### [Work instruction]
Scan the listing below for the word "option" and copy every line that has it.

### [Recorded information]
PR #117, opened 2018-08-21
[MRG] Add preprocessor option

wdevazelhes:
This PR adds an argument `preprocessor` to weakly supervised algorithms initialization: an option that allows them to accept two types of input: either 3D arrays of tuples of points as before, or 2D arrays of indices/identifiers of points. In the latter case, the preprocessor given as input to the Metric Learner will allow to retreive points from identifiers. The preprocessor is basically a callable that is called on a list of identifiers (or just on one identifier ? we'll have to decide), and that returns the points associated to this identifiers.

### [Result]
[MRG] Add preprocessor option
This PR adds an argument `preprocessor` to weakly supervised algorithms initialization: an option that allows them to accept two types of input: either 3D arrays of tuples of points as before, or 2D arrays of indices/identifiers of points. In the latter case, the preprocessor given as input to the Metric Learner will allow to retreive points from identifiers. The preprocessor is basically a callable that is called on a list of identifiers (or just on one identifier ? we'll have to decide), and that returns the points associated to this identifiers.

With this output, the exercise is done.